“We are not what we seem.” When the iconic novelist
Richard Wright wrote those words, in 1940, he was describing the African-American experience. As a stunning new exhibit at Harvard University’s
Ethelbert Cooper Gallery shows, the complexity of seeing and identity took its own twists on the other side of the Atlantic when the relatively new art of photography began producing images of people of color in Victorian England.
In more than 100 photographs, including a striking set that has been lost for more than 120 years,
“Black Chronicles II” reveals a mash-up of racist imagery and cultural tropes that in many ways will be familiar to American viewers — and still often reveals the timeless humanity of the subjects.

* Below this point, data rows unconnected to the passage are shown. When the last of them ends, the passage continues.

PR #36, opened 2016-08-05
be explicit about the this arg for nodeify

FenrirUnbound:
We experienced an issue where the `datastore.save` performs: 
1. Validation
2. Calls `this._save`

Because of the extra level of indirection, a call to `nodeify(datastore.save)` would result in `this_save` to be unresolved. More specifically, the `this` is undefined, and so the datastore will throw a "cannot call 'save' of undefined". 

This PR aims to amend that bug.

### DIFF
--- a/lib/base.js
+++ b/lib/base.js
@@ -47,7 +47,7 @@ class BaseModel {
             }
         };
 
-        return nodeify(this.datastore.get, config, callback);
+        return nodeify.withContext(this.datastore, 'get', [config], callback);
     }
 
     /**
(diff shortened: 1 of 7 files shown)


lib/base.js
```diff
@@ -47,7 +47,7 @@ class BaseModel {
             }
         };
 
-        return nodeify(this.datastore.get, config, callback);
+        return nodeify(this.datastore, this.datastore.get, config, callback);
```
petey: What if we did something like  `return nodeify(this.datastore, 'get', config, callback);` instead? Then we don't need to repeat the context twice.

Current issues of cultural identity and self-determination are at the fore of the exhibit, says gallery executive director
Vera Grant, although the works themselves were largely made from 1862 to 1899. Curated by
Renée Mussai and
Mark Sealy of the London-based arts agency
Autograph ABP, “Black Chronicles II” was produced through original research in private collections in the United Kingdom in collaboration with the Hulton Archive, London, a division of Getty Images. Part of a larger ongoing project called
“The Missing Chapter,” it is the second in a series of exhibitions dedicated to excavating archives that began in 2011 with a small showcase done in collaboration with Magnum Photos in London.
Despite the anonymity of many of its subjects (research is ongoing), “Black Chronicles II” reveals the complicated nature of life for people of color in Victorian England.
Ndugu M’Hali, for example, came to the public’s attention as
Kalulu, the boy servant of the explorer
Sir Henry Morton Stanley. In this show, he is depicted several times, in both African and Western dress, a child between cultures.
A more formal series of small portraits — largely
cartes de visites, or calling cards — opens the exhibit. These include images of
Sarah Forbes Bonetta, a native of West Africa who was “given” to
Queen Victoria as a slave and raised as her goddaughter. In two portraits from 1862, one with her husband, she appears the essence of a calm, well-dressed Victorian lady, despite her tragic history.